Before I spell out what this could mean to the community, here’s some background. Reserves have declined by 72% in the last 10 years from more that £3 million in 1998 to £1.5 million in 2002 and £862,000 by 31 st December 2007 . They currently stand at little more than £600,000. At the present rate, they will be exhausted in 2010 or 2011 (i.e. in 3 or 4 years). There are two main reasons for the decline: (i) continuing deficits on the current account – ranging from £17,000 in 2001 to £164,000 in 2004 and £180,000 in 2000; and (ii) substantial capital expenditure of more than £750,000 in the three-year period from 1999 to 2001.
Turning to what we might call our current account, from a modest surplus of £166,000 in 1997, the cumulative deficit has risen steadily from £600,000 in 2000 to £1.1 million in 2003, £1.3 million in 2006 and £1.5 million in 2007. That means that in 10 years we’ve spent £1.5 million more than we have earnt.
What I’ve just said might be a little unclear to some of you, so let me spell out the implications.
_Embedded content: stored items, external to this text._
PR #669, opened 2015-08-03
QUEST_JOBSTEP.tsv Lines 450-699

Ragunaga:
General grammar, contextual, phrasing, and spelling corrections.

Line 627 is oddly phrased, and out of context. I think it may be wrongly translated. It'd be great if someone could check that, I left it alone.

One line used Mostem instead of fire pot. Changed.

Added 'x's to all the lines I edited, not sure if it's a good idea, but it's in the guidelines.


imcgames:
Thank you :+1:

PR #685, opened 2015-08-04
Update SKILL.tsv

Rezken:
Editing lines 2200-2300:
- Critical grammar mistakes fixed.
- Upper-case fixes.
- Skill name fixes.


imcgames:
:+1:

PR #722, opened 2015-08-06
Update QUEST.tsv (Lines 1-400)

Miyutan:
Grammatical corrections and revising.


Miyutan:
Senhart has already fixed most of these, so I will close this and continue where he left off.

PR #727, opened 2015-08-07
Update QUEST_LV_0100.tsv

ghost:
Checking and editing lines 1854-1914

Edited line 1805 using Requinn's suggestion as well, but it'd still be nice to see it in context.
Line 1913 might need re-translation. The second part in the original Korean line is a question, but the translated line is not.
Also, line 1891's second part says, "How did she unleash the seal?" but I think it might be trying to say something like "How in the world was the seal undone?". Need a second opinion.


imcgames:

PR #679, opened 2015-08-04
Update QUEST.tsv [Lines 1-500]

ghost:
Resending pull request #655 to make sure the changes show.

PR #737, opened 2015-08-07
Update QUEST.tsv [Lines 1-2000]

ghost:
First batch: lines 1-500. Resubmission of pull request #679
The text seems largely the same except the Day of the Divine Tree/Divine Day/Day of Divine Tree is now referred to as Medis Diena
I'm guessing we don't add x's before QUEST anymore?


ghost:
Second batch: lines 500-1000, I mean.

imcgames:
Could you send the pull in smaller batches so that the changes will be visible through github?

Senhart:
How small?

PR #738, opened 2015-08-07
ETC.tsv: changed "Use <class> Attribute" to "Learn <class> Attributes"

Soukyuu:
- "use attributes" didn't make sense, this is a learning NPC
- consistency fix: some classes had "Attribute", some had "Attributes"
- consistency fix: NPC talks about learning attributes, but dialog was saying "Studying attribute..". Changed to "learning attribute"


imcgames:
:+1:

PR #750, opened 2015-08-08
Update UI.tsv [Hair -> Hairstyle]

cordogames:
In a few instances "Hairstyle" makes a lot more sense to me than just "Hair".

Thoughts?


UI.tsv
```diff
@@ -40,10 +40,10 @@ UI_20150317_000039	{@St49}Delete
 UI_20150317_000040	{@St44}Save{/}
 UI_20150317_000041	{@St44}Cancel{/}
 UI_20150317_000042	{@St43}{s22}Hair Shop{/}
```
cordogames, line 42: This could also possibly be changed to "Hairstylist"

ttgmichael, line 42: I prefer Hairstylist :)

imcgames:
:+1:

PR #753, opened 2015-08-08
Update ITEM.tsv [Lines 1-300]

Tkwanshuffle:
Mostly grammatical corrections and a few word changes with a few corrections for better sounding translations.

Line 167 originally states two opposing opinions with regards to the same object. I changed "crafted" to "created", but I think it would be better off with the line reading "How the Hogmas obtained this weapon is unimportant. We are much more concerned with crafting it and using it ourselves." If read like this, then the statement doesn't contradict itself.
 Line 203 needs context. The text sounds weird, but without seeing what context its meant to be in corrections can't be appropriately made.
Line 263 needs context to correct the end (the "type" it references is unclear)

 Opinions?

For humors sake, read line 210 and then 211. "I don't always have a dirty mind...but when I do, I prefer it in text." (dos equis commercial parody in a related context).


imcgames:

PR #756, opened 2015-08-08
ETC changes - Real Time Translation

ttgmichael:
Improving the legibility of many lines, including the lines that seem to be the concatenation of several lines (in Korean its easy, but it caused awkward sentence structures in English).

For example; when you learn a new skill and it's placed in your hotkeys, the message that appears was jumbled, this PR fixes it.

The message that an area's Status is activated is also fixed.

I also renamed "Stats" as "Ability Points" in my game (like Sunaries)

Edits were made from the start of the Game up to the 1st Floor of the Crystal Mines.


imcgames:
:+1: 

(we'll keep it at status points :wink: )

PR #766, opened 2015-08-08
Update QUEST_LV_0200.tsv [Lines 99-550]

asmorgan:
Fixed spelling and grammar of translations, updated some NPC/boss names to be consistent, and adjusted wording to be more natural when it could be done in-context without changing the base meaning.


asmorgan:
Hmm, had in mind to work on editing the translation of this file, but then I saw an earlier pull request for the same file along with commentary on the ellipsis character/3 dots/2 dots issue that I confess myself to have been slightly confused about. Let me know if this editing is untimely and I can close this if necessary.

asmorgan:
And just realized that the changes don't show up. Going to mercy-kill this one, may bring it back in smaller batches later.

PR #772, opened 2015-08-09
Clarified dex stat tooltip stating it affects crit rate rather than crit attack

laurencee:


laurencee:
Forgot to make commit to different branches for the isolated changes

PR #7892, opened 2022-02-18
Allow changing the Aeon sect socket through item popup

robojumper:
This also fixes missing descriptions from the plugs and fixes the layout a bit.

Before (socket not actually clickable): 
grafik

After:
grafik


bhollis (approved):
Maybe it should only be clickable when there are options you could change?

robojumper:
> Maybe it should only be clickable when there are options you could change?

That's handled automatically already, I can't click exotic perks or intrinsic frames with this (for now, we'll have to see how the upgradeable frames in WQ work).

PR #7908, opened 2022-02-19
Fix logic in getItemsAndSubclassFromLoadout.

ryan-rushton:
You are right, that made no sense. Subclasses seem to be working as intended with this change.


ryan-rushton:
Already ticked off the task in #7841

nev-r (approved):

PR #7913, opened 2022-02-19
show item counts for what "add non-equipped" will do

nev-r:
addresses a checkbox in #7841 
my numbers are all super high!!! it's a good warning.

image


ryan-rushton (approved):
Yeah I like this a lot, unequipped can be super noisy

PR #7917, opened 2022-02-19
initial craftables setup for presentation nodes

nev-r:
sets up craftables just like other children nodes. there's not a ton to say about this, it's similar boilerplate.

the node tree terminates in fake items, similar to collections for now, and threads through the "met requirements" metadata into the vendoritem. we may need an armory-like sheet, or an item popup variation, to properly express what plugsets are earned or whatever.

as far as i can tell from typings, the only thing the new profile component tells us is whether "requirements are met", at both the item and plugset levels.
we need to know a little more about the game to know if these are useful indicators. this might just mean currency or might mean earnedness.

this starts to address #7916 but that should be converted to a followup checklist once we have a little experience with item crafting

### DIFF
--- a/src/app/item-popup/item-popup.ts
+++ b/src/app/item-popup/item-popup.ts
@@ -17,6 +17,9 @@ export interface ItemPopupExtraInfo {
   owned?: boolean;
   acquired?: boolean;
   mod?: boolean;
+  // markers for craftable items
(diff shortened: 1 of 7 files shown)


nev-r:
this will pass build with #7895 merged

bhollis (approved):

PR #7919, opened 2022-02-19
use JS to take and lock confirmbutton measurements

nev-r:
this allows multi-line/arbitrary content inside confirm button. it takes initial measurements of the button then locks those while it switches between content/confirm

please try this out in fr/ru and see if multi-line postmaster button looks right? thanks


delphiactual:
fr
image
image

ru
image
image

Looks good to me!

delphiactual (approved):

bhollis (approved):

PR #7952, opened 2022-02-24
fix craftables node generation

nev-r:
this gets craftables root node to actually display information......

still threads through some info to VendorItem that is not used in its popup yet.

item popup for these craftable weapons is still a mess with too many perk sockets, but we need to, or at least can, code some custom version of the Armory view for them

image


robojumper (approved):
The whole "unlocking plugs on a profile/character basis" thing still makes no sense to me but maybe it will later.

PR #7961, opened 2022-02-25
include crafting mats in consumables counter/update seaonal mats

nev-r:
image

### DIFF
--- a/src/app/store-stats/MaterialCounts.tsx
+++ b/src/app/store-stats/MaterialCounts.tsx
@@ -13,6 +13,7 @@ const showMats = spiderMats.filter((m) => !retiredMats.includes(m));
 const goodMats = [2979281381, 4257549984, 3853748946, 4257549985, 3702027555];
 const seasonal = [747321467, 178490507];
 const crafting = [2497395625, 353704689];
+
 export function MaterialCounts() {
   const allMats = useSelector(materialsSelector);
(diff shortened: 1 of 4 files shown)


nev-r:
need to re-do this with profile strings, some numbers are misreported by the api

src/app/store-stats/MaterialCounts.tsx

Clearly, Government needs to spend a lot less, and earn a lot more. So here are some of the possible measures that lay ahead:
In order to reduce the Government wage bill we may need to cut salaries or make a significant number of Government staff redundant. Alternatively, but possibly as well, it may also be necessary to introduce income tax on everyone’s pay;
The Community tax will have to rise over the next few years to as much as 10%;
Households will have to begin paying for the services they receive from Government that are currently free to them (but not to Government);
Islanders may have to start paying tax on imports;
The policy of full employment will need to be abandoned;
And Tristan House (in Cape Town) will not be immune. We have three choices:
- Charge accommodation rates that will yield a commercial rate of return of at least 6% and preferably more; or
- Sell TDCH for approximately £158,000 (net) and transfer the money into the reserves; or
- Sell TDCH and purchase a cheaper property, resulting in a net addition to the reserves of approximately £74,000 (net). In addition, the new property would need to run on a commercial basis.
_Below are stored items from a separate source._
PR #7965, opened 2022-02-26
Void 3.0 subclass fixes

robojumper:
Void 3.0 crashes beta LO upon selection, Echo of Persistence gets the stats wrong, and there are some other easy fixes.

### DIFF
--- a/src/app/loadout-builder/loadout-builder-reducer.ts
+++ b/src/app/loadout-builder/loadout-builder-reducer.ts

There must also be a huge question mark over the future of the Wave Dancer.
You might like to know why we’ve got ourselves into this mess. According to the consultant the reason is mainly this. From 1997 to 2007 there has been no concerted effort to address and/or reverse the Government’s declining financial performance. Indeed, there have been periods when executive decisions have been taken that have accelerated the decline; and past Administrators and Island Councils have ignored the periodic warnings of the Finance Department. That’s it in a nutshell.
I’ve been very selective in drawing from Malcolm Summerfield’s report. It contained very little good news. But it did contain recommendations and ideas of what we can do to increase our income as well as cut our spending. I’m not going to go into these now. The purpose of this presentation is to try and convince everyone on Tristan that the chickens have now well and truly come home to roost.
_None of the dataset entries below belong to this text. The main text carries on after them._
PR #7990, opened 2022-03-01
Fix armor class icon vault separator sizing

vivekhnz:
The FontAwesome upgrade in ddc6dac broke the sizing of the class icon vault separators because FontAwesome now sets `box-sizing` to `content-box` for all inline icons. This PR overrides that behaviour for the separators specifically.

dim-fix-class-separator-sizing


delphiactual:
Closes #7878

delphiactual:
Thank you!

PR #8025, opened 2022-03-03
first pass: display enhanced perks

nev-r:
this adds enhanced perk display to the item popup

image
image

this doesn't add it other places like the organizer perks column.
there's several more steps to go but **would really love some incremental testing** since it feels like i messed with a core piece of DIM's most resilient and generic display components

to do after this:
- organizer
- other places
- maybe make the arrow a little bigger
- maybe make the sub-title in the tooltip a nice obnoxious masterwork color or something?


src/app/inventory/item-types.ts
```diff
@@ -431,6 +431,8 @@ export interface DimSocket {
   hasRandomizedPlugItems: boolean;
   /** Is this socket a perk? Anything else is at least sorta mod-like. TODO: should this be an enum? */
   isPerk: boolean;
+  /** Is this socket reusable? This is a notably different behavior and UI in Destiny, displayed in circles rather than squares */
+  isReusable: boolean;
```
bhollis, line 435: There's a part of me that's confused now as to which one I should be looking at - isPerk or isReusable.

src/app/item-popup/Plug.scss
```diff
@@ -0,0 +1,18 @@
+@import '../variables.scss';
+
+.perkCircle {
+  .plugged {
```
bhollis, line 4: Can we do these with CSS modules?

src/app/item-popup/Plug.tsx
```diff
@@ -44,30 +47,126 @@ export default function Plug({
...
+  const notSelected = socketInfo.actuallyPlugged && !plugged && plug === socketInfo.actuallyPlugged;
+  // This has been selected by the user but isn't the original plugged item
+  const selected = socketInfo.actuallyPlugged && plugged;
+  const cannotRoll = plug.cannotCurrentlyRoll;
+
+  const tooltip = () => <DimPlugTooltip item={item} plug={plug} wishlistRoll={wishlistRoll} />;
+  return (
+    <>
+      <PressTip tooltip={tooltip}>
+        <PerkCircle plug={plug} {...{ plugged, notSelected, selected, cannotRoll }} />
```
bhollis, line 112: I generally avoid spread props, there's a performance cost that I'm not quite sure of, and they don't quite work with types the way I'd hope (an extra prop spread into the component won't be flagged if the component no longer uses them).

src/app/item-popup/Plug.tsx
```diff
@@ -44,30 +47,126 @@ export default function Plug({
...
+function PerkCircle({
+  plug,
+  className,
+  ...plugStatuses
+}: {
+  plug: DimPlug;
+  className?: string;
+} & PlugStatuses) {
+  const enhanced = isEnhancedPerk(plug);
+  const statusClasses = clsx(plugStatuses);
```
bhollis, line 138: Note that by passing these in as an object you're not going to get the benefit of our Babel optimize-clsx plugin which turns these into a bunch of conditionals instead of a function call.

bhollis (commented):
Love using SVG for this, always wanted to do that.

src/app/inventory/item-types.ts
nev-r: we use isPerk a bunch to determine like, "importantness", i will update the comment to help distinguish

bhollis: I wonder if we're using it to generally mean "not mod" which suggests we need a "isMod"

nev-r: "mod" is the worst word in destiny, what i want is a socketType param that includes
armorMod/weaponMod (you insert a thing into this, it can be empty),
part (mag barrel etc)
perk (outlaw/rampage)
armorIntrinsic (artifice armor, exotic effects, iron lord's pride)
weaponFrame or weaponArchetype
etc etc

robojumper:
Armory seems to not have taken these changes well. Perks have a solid black background there, their spacing is vastly increased, and they're way too large in the wish list rolls section. The current perks are also now highlighted in the wish list rolls section, but that seems fine?

nev-r:
> Perks have a solid black background there,

not sure i understand

> their spacing is vastly increased,

not sure where

> and they're way too large in the wish list rolls section.

fixed now.

> The current perks are also now highlighted in the wish list rolls section, but that seems fine?

whoops, but also, slightly nice?

robojumper:
Sorry, I mean the regular perk grid in the armory view: 
grafik

They're smaller but still extend further down and on beta you can see through the background of the perk images, which you can't here.

nev-r:
thanks! tuned margins and transparented the circles.

PR #8026, opened 2022-03-03
Resonant Element search filters

vivekhnz:
This PR adds search filters for identifying Deepsight Resonance weapons that can allow extraction of a specific Resonant Element e.g. `deepsight:ruinous`, `deepsight:adroit`, `deepsight:mutable` and `deepsight:energetic`.

I've also added a utility method for retrieving an item's Deepsight info that we could leverage elsewhere (e.g. item tile, item popup).


vivekhnz:
Doing some refactoring...

vivekhnz:
I've refactored this to work more like what we're doing for crafted info:
- Store Deepsight info within `DimItem` and build it in `d2-item-factory.ts`
- Perform objective hash lookups for Resonant Elements when the Deepsight info is built so we can get the icon and localised name. I'm not using this data anywhere at the moment but maybe we could show it somewhere useful (e.g. tooltip over an Attunement Progress bar)
- I could go either way on giving each Resonant Element a 'tag'. It's really only relevant for search filters so maybe should be moved over there but the current approach avoids duplicating the objective hashes.

delphiactual:
should probably just generate 
```
const resonantElementTagsByObjectiveHash: Record<number, string> = {
  2215515944: 'ruinous',
  2215515945: 'adroit',
  2215515946: 'mutable',
  2215515947: 'energetic',

  // todo: add an entry for Drowned Elements once these are un-redacted
  // ???: 'drowned'
} as const;
```
via d2ai, such that when things get un-redacted or added later this is automatically handled.

vivekhnz:
Thanks, I've raised a PR on d2ai:
https://github.com/DestinyItemManager/d2-additional-info/pull/328

vivekhnz:
Thanks, I've updated this PR to use the new generated data. Not sure why `PR Build / test` failed, seems environmental?

delphiactual (approved):

delphiactual:
Run `yarn test -u`

vivekhnz:
All passing when running locally:
image

It looks like all the tests passed in the PR build also but it failed while trying to submit results to the GitHub checks API:
https://github.com/DestinyItemManager/DIM/runs/5416544352?check_suite_focus=true
image

PR #8032, opened 2022-03-03
bundlewatch.io test

delphiactual:


bhollis (approved):
100KB is probably too small, but overall this could be good!

delphiactual:
yeah that was from the demo, I am tweaking

PR #10402, opened 2024-05-10
Ensure visibility of materials svg on black background

### LINKED ISSUE #10393: mobile vault dropdown: "material counts" lost its icon color inversion
image

superkosat:
Fixes #10393 : mobile vault dropdown: "material counts" lost its icon color inversion

Simple change to styles applied to LoadoutPopups so that svgs like the materials icon are not invisible against same color background when opened on a mobile device/small viewport.


bhollis (approved):
Thanks!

And it’s no use saying that the British Government must help. It is currently helping us in a number of ways (harbour, medical, training) and will continue to help, but only if Government gets a grip on its financial management and eliminates its budget deficit. In return for this, HMG may offer new support in areas such as education, Government planning and financial management. But it’s up to us to show that this won’t be good money after bad.
And the same applies to Ovenstone. The loss of the old factory, and its replacement, as well as the measures needed to ensure that we actually have a fishing season this year, will cost it a great deal of money.
Islanders have got to face the reality – we got ourselves into this mess. No one is going to get Tristan out of it except the community itself. As a first step, with effect from tomorrow, all Government expenditure will require Treasury authorisation, so Heads of Department should clear in advance with Lorraine any expenditure they plan to commit. I’ll circulate details of this shortly.